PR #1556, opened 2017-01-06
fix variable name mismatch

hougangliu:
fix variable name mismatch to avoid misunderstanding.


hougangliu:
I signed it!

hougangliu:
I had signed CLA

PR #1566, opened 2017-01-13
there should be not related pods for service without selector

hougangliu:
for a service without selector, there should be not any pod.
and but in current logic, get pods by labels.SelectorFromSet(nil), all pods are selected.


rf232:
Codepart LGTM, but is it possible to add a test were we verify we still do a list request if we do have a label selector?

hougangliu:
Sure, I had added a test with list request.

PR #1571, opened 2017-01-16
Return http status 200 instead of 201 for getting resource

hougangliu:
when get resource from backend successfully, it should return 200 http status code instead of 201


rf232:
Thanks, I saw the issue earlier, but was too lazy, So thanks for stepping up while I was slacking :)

> [ABOUT THIS EXERCISE] Find the lines of the material that contain the word "pods" and report only how many there are.

> [RESPONSE TO THIS EXERCISE] 2